Would you print the material exactly, starting at its first line and ending at the line holding "to be composed."?

* **The data**
***

PR #2716, opened 2024-06-17
Ensure mu4e-compose-pre-hook has access to parent message and compose type

### LINKED ISSUE #2715: [mu4e bug] mu4e-compose-pre-hook is broken in v1.12+
**Describe the bug**

Due to an old known bug in date time formatting, my setup relies on preparatory work done for every draft. I expose it in this old issue: https://github.com/djcb/mu/issues/2113#issuecomment-908486670

To make it short, I temporarily store the `mu4e-compose-parent-message` in a variable, to be able to get it again to generate the citation line (historically the parent-message variable was lost while generating the citation line. Maybe this is not the case anymore, but this is another subject).

Please note the documentation for the `mu4e-compose-pre-hook` still say the following:

> Hook run just *before* message composition starts.
>
> If the compose-type is a symbol, either ‘reply’ or ‘forward’, the
> variable ‘mu4e-compose-parent-message’ is the message replied to
> / being forwarded / edited, and ‘mu4e-compose-type’ contains the
> type of message to be composed.

However, in version 1.12.0 through 1.12.5 the mu4e-compose-pre-hook call has disapeared and any functions added to the hook is never called. From https://github.com/djcb/mu/commit/3ff2f9f1ac87369f7f10ffbf769ea3404bae0dec the hook is called again… but too soon in the chain: `mu4e-compose-parent-message` and `mu4e-compose-type` are only set *after* the hook is run in the function `mu4e--draft`

**How to Reproduce**

- Add a function to `mu4e-compose-pre-hook`
- Start a draft

The function is never called, or after https://github.com/djcb/mu/commit/3ff2f9f1ac87369f7f10ffbf769ea3404bae0dec, they are called but `mu4e-compose-parent-message` and `mu4e-compose-type` are nil.

**Possible solution**

If I may, I’d have moved the following block:

```elisp
(cl-assert (member compose-type '(reply forward edit new)))
  (cl-assert (eq (if parent t nil)
                 (if (member compose-type '(reply forward)) t nil)))
  ;; remember some variables, e.g for user hooks. These are permanent-local
  ;; hence survive the mode-switch below (we do this so these useful vars are
  ;; available in mode-hooks.
  (setq-local
   mu4e-compose-parent-message parent
   mu4e-compose-type compose-type)
```

from the function `mu4e--prepare-draft-buffer` to the function `mu4e--prepare-draft`, *before* calling the pre-hook.

However this implies to call `mu4e--prepare-draft` with the compose-type as parameter, what is not possible today, and I’m not sure about the implication of such a move.

**Environment**

Emacs 29.3 with mu 1.12.5

**Checklist**

- [X] you are running either an 1.10.x/1.12.x release or `master` (otherwise please upgrade)
- [X] you can reproduce the problem without 3rd party extensions (including Doom/Evil, various extensions etc.)

milouse:
This MR try to fix #2715

### DIFF
--- a/mu4e/mu4e-compose.el
+++ b/mu4e/mu4e-compose.el
@@ -461,7 +461,7 @@ The message is resent as-is, without any editing. See
           "Resend message to address: " mu4e--contacts-set)))
   (let ((msg (mu4e-message-at-point)))
     (with-temp-buffer
-      (mu4e--prepare-draft msg)
+      (mu4e--prepare-draft 'new msg) ;; Resend as fake new?
       (insert-file-contents (mu4e-message-readable-path msg))
       (message-resend address))))
 
--- a/mu4e/mu4e-draft.el
+++ b/mu4e/mu4e-draft.el
@@ -556,12 +556,14 @@ while in a buffer with the to-be-forwarded/replied-to message."
   "Message headers to hide when composing.
 This is mu4e's version of `message-hidden-headers'.")
 
-(defun mu4e--prepare-draft (&optional parent)
+(defun mu4e--prepare-draft (compose-type &optional parent)
   "Get ready for message composition.
 PARENT is the parent message, if any."
+  (cl-assert (member compose-type '(reply forward edit new)))
+  (cl-assert (eq (if parent t nil)
+                 (if (member compose-type '(reply forward)) t nil)))
   (unless (mu4e-running-p) (mu4e 'background)) ;; start if needed
-  (mu4e--context-autoswitch parent mu4e-compose-context-policy)
-  (run-hooks 'mu4e-compose-pre-hook))
+  (mu4e--context-autoswitch parent mu4e-compose-context-policy))
 
 (defun mu4e--prepare-draft-headers (compose-type)
   "Add extra headers for message based on COMPOSE-TYPE."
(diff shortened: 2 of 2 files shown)


mu4e/mu4e-compose.el
```diff
@@ -461,7 +461,7 @@ The message is resent as-is, without any editing. See
           "Resend message to address: " mu4e--contacts-set)))
   (let ((msg (mu4e-message-at-point)))
     (with-temp-buffer
-      (mu4e--prepare-draft msg)
+      (mu4e--prepare-draft 'new msg) ;; Resend as fake new?
```
milouse, line 464: @djcb This is the point I’m the less sure about. Do not hesitate to comment if this is completely wrong.

mu4e/mu4e-draft.el
```diff
@@ -576,16 +578,6 @@ PARENT is the parent message, if any."
...
-  (cl-assert (member compose-type '(reply forward edit new)))
-  (cl-assert (eq (if parent t nil)
-                 (if (member compose-type '(reply forward)) t nil)))
-  ;; remember some variables, e.g for user hooks. These are permanent-local
-  ;; hence survive the mode-switch below (we do this so these useful vars are
-  ;; available in mode-hooks.
-  (setq-local
-   mu4e-compose-parent-message parent
-   mu4e-compose-type compose-type)
-
```
milouse, line 588: I’ve cut this part in 2 block:

1. move the cl-assert to the `mu4e--prepare-draft` function (to keep the semantic of "preparing" stuff, ensuring everything is ok)
2. move the setq-local statement later in the `mu4e--draft` function to still benefit from being call inside the target buffer (as now they are buffer-local, and `mu4e--prepare-draft` is called before the buffer is created.

djcb:
Thank you! The poroblem this addresses has been solved, so closing this PR.

PR #2720, opened 2024-06-27
fix: readme typo >> clone through ssh error

hgp22:
Most useful pull request.

### DIFF
--- a/README.org
+++ b/README.org
@@ -76,7 +76,7 @@ Help is welcome!
 ** Building
 
 #+begin_example
-$ git clone git@github.com:djcb/mu.git
+$ git clone https://github.com/djcb/mu.git
 $ cd mu
 #+end_example
 
--- a/README.org
+++ b/README.org
@@ -76,7 +76,7 @@ Help is welcome!
 ** Building
 
 #+begin_example
-$ git clone git://github.com/djcb/mu.git
+$ git clone git@github.com:djcb/mu.git
 $ cd mu
 #+end_example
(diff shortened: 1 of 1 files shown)


README.org
```diff
@@ -76,7 +76,7 @@ Help is welcome!
 ** Building
 
 #+begin_example
-$ git clone git://github.com/djcb/mu.git
+$ git clone git@github.com:djcb/mu.git
```
djcb, line 79: Think it should be `https://github.com/djcb/mu.git`, or? Fewer things can go wrong that way

hgp22: I tried to clone the repo, copy & paste from the readme, and it didnt work.
This was the input/output:
```
❯ git clone git://github.com/djcb/mu.git
Cloning into 'mu'...
fatal: unable to connect to github.com:
github.com[0: 140.82.121.4]: errno=Connection timed out
```
I just tried it again and gave me the same error.

djcb: Yeah, `git://` won't work but `https://`:
```
git clone https://github.com/djcb/mu.git
Cloning into 'mu'...
remote: Enumerating objects: 37259, done.
```

hgp22: The link on the readme was not working.
I prefer ssh, but whatever works.
```suggestion
$ git clone https://github.com/djcb/mu.git
```

djcb:
Thanks! Merged. Yeah, prefer ssh as well, but https is more likely to work.

PR #2721, opened 2024-06-28
Mu4e info manual typos fix

Tristan02d:
I think I found two typos in the Mu4e Info manual. Here is a fix.


djcb:
Only two? :-). Thanks & merged.

Tristan02d:
I have not read the entire manual yet. Thank you !

PR #2728, opened 2024-07-22
Try to improve overall manual page typesetting

Tristan02d:
I tried to make the typesetting of the numerous manual pages more consistent and
more compliant to the standards described in man-pages(7). There are quite a lot
of changes I think, hence I tried to scatter them in different commits to make
it easier to figure out what is going on and to allow picking only certain
changes, in case some of them are not wanted.

There is one major thing to notice. In order to get the proper output for
manual pages references, and synopses, I used *zero width spaces* which I
learned about [here](https://orgmode.org/manual/Emphasis-and-Monospace.html).
This is admittedly a little hacky, there might be a better way to get the same
outputs. It renders fine in standard manual pages, but if you plan to export the
Org sources to other formats, I do not know what it may look like.

### DIFF
--- a/man/common-options.inc
+++ b/man/common-options.inc
@@ -1,30 +1,30 @@
 * COMMON OPTIONS
 
 ** -d, --debug
-makes mu generate extra debug information, useful for debugging the program
-itself. By default, debug information goes to the log file, ~/.cache/mu/mu.log.
-It can safely be deleted when mu is not running. When running with --debug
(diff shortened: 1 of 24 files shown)


djcb:
Thank you, nice work! I'm merging this, thanks about the note re: zero-width-space, I'll keep that in mind!

Tristan02d:
Nice, thank you ! Apart from synopses, the only zero-width space is in the `man-link` macro, so you can easily replace it if needed.

PR #2736, opened 2024-08-03
Make toggling search properties easier to discover

Chris00:
For some reason (probably because I don't use it so often), I forget how to toggle the search properties.  Adding a menu entry makes it easier to (re)discover.


djcb:
Merged, thanks.

PR #2738, opened 2024-08-06
Canonicalize init --maildir argument after expanding

rabuu:
Hey,
when I tried to set up `mu` I ran into the following issue:
I ran `mu init --maildir ~/mail` which worked fine but when I tried to do `mu index`
no mails where found. After some investigating I noticed `mu` stores my maildir as `/home/USER//mail` but then disregards mails with the canonical path `/home/USER/mail/...` because they don't have this exact prefix.

I thought it would make sense to store the maildir (which is already ensured to be absolute) as canonical path too and therefore canonicalize the `mu init --maildir` argument after expanding.

This fixes my problem, I hope it doesn't break something else. Feedback is appreciated. :)


djcb:
Looks good, merged. Thanks.

PR #2751, opened 2024-08-28
Ensure `User-Agent' is set

### LINKED ISSUE #2750: [mu4e bug] User-Agent header not set
**Describe the bug**

It looks like mu4e doesn't set `User-Agent` header anymore.  It used to do that when I was using 1.8.x.  I stopped using it for a while and started trying it again since 1.12.5 and I can no longer see `User-Agent` being set.  I suspect this may be happening for earlier versions as well.

**How to Reproduce**

Sending a mail and show all headers, and there is no `User-Agent` set.

**Environment**

Debian Linux stable (Bookworm)
Emacs 29.4
mu4e 1.12.6

**Checklist**

- [x] you are running either an 1.10.x/1.12.x release or `master` (otherwise please upgrade)
- [x] you can reproduce the problem without 3rd party extensions (including Doom/Evil, various extensions etc.)
- [x] you have read all of the above

**Possible Cause**

`'User-Agent` is included in the draft header when `message-newsreader` is set[1].  However, the only place that it's being set is at [2] where it's let-bounded, so it has no effect on the code at [1].

[1] https://github.com/djcb/mu/blob/f101e0d4ca86b46718e0e3d46dee04a6f8b77bc4/mu4e/mu4e-draft.el#L573
[2] https://github.com/djcb/mu/blob/f101e0d4ca86b46718e0e3d46dee04a6f8b77bc4/mu4e/mu4e-draft.el#L517

manphiz:
* Set `message-newsreader' before calling `mu4e--prepare-draft-buffer' so that `User-Agent' is properly set.

* Fixes #2750.

(Though I'm not very certain this is the best place to set this.  Please advice.)

### DIFF
--- a/mu4e/mu4e-draft.el
+++ b/mu4e/mu4e-draft.el
@@ -723,7 +723,8 @@ Returns the new buffer."
   ;; compose-func
   (let ((draft-buffer)
         (oldframe (selected-frame))
-        (oldwinconf (current-window-configuration)))
+        (oldwinconf (current-window-configuration))
+        (message-newsreader mu4e-user-agent-string))
     (with-temp-buffer
       ;; provide a temp buffer so the compose-func can do its thing
       (setq draft-buffer (mu4e--validate-hidden-buffer (funcall compose-func)))


djcb:
Thank you! 

I merged your PR, then slightly moved the place where the change was done in a follow-up commit.

manphiz:
Thanks!  And that's indeed a better way to do it.  TIL!

Issue #2753, opened 2024-09-02
[misc] The zero width space in man-link prevents emacs from referencing related man pages


quaepoena:
**Describe the issue**

The use of a zero width space (0x200B) in the `man-link` macro prevents Emacs' man page viewer from parsing the SEE ALSO section of the mu* man pages, e.g. with `Man-follow-manual-reference`. I understand why it's there, and I don't see a way to fix this issue that involves changing the macro itself.

I was somewhat able to fix this, though, with the following code and then running `C-c C-e M m` or `(org-export-to-buffer 'man "mu.1.org-out")`.

```elisp
;; Replace the ZERO WIDTH SPACE inserted by the man-link macro.
(defun qp-man-filter-remove-zero-width-space (text backend _info)
  (when (org-export-derived-backend-p backend 'man)
    (replace-regexp-in-string "​" "" text)))
(add-to-list 'org-export-filter-plain-text-functions 'qp-man-filter-remove-zero-width-space)
```

When I tried to add that code to `man/meson.build`, however, the resulting files in `build/man/` still have the zero width spaces.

***

* **Solution to this task**
PR #2716, opened 2024-06-17
Ensure mu4e-compose-pre-hook has access to parent message and compose type

### LINKED ISSUE #2715: [mu4e bug] mu4e-compose-pre-hook is broken in v1.12+
**Describe the bug**

Due to an old known bug in date time formatting, my setup relies on preparatory work done for every draft. I expose it in this old issue: https://github.com/djcb/mu/issues/2113#issuecomment-908486670

To make it short, I temporarily store the `mu4e-compose-parent-message` in a variable, to be able to get it again to generate the citation line (historically the parent-message variable was lost while generating the citation line. Maybe this is not the case anymore, but this is another subject).

Please note the documentation for the `mu4e-compose-pre-hook` still say the following:

> Hook run just *before* message composition starts.
>
> If the compose-type is a symbol, either ‘reply’ or ‘forward’, the
> variable ‘mu4e-compose-parent-message’ is the message replied to
> / being forwarded / edited, and ‘mu4e-compose-type’ contains the
> type of message to be composed.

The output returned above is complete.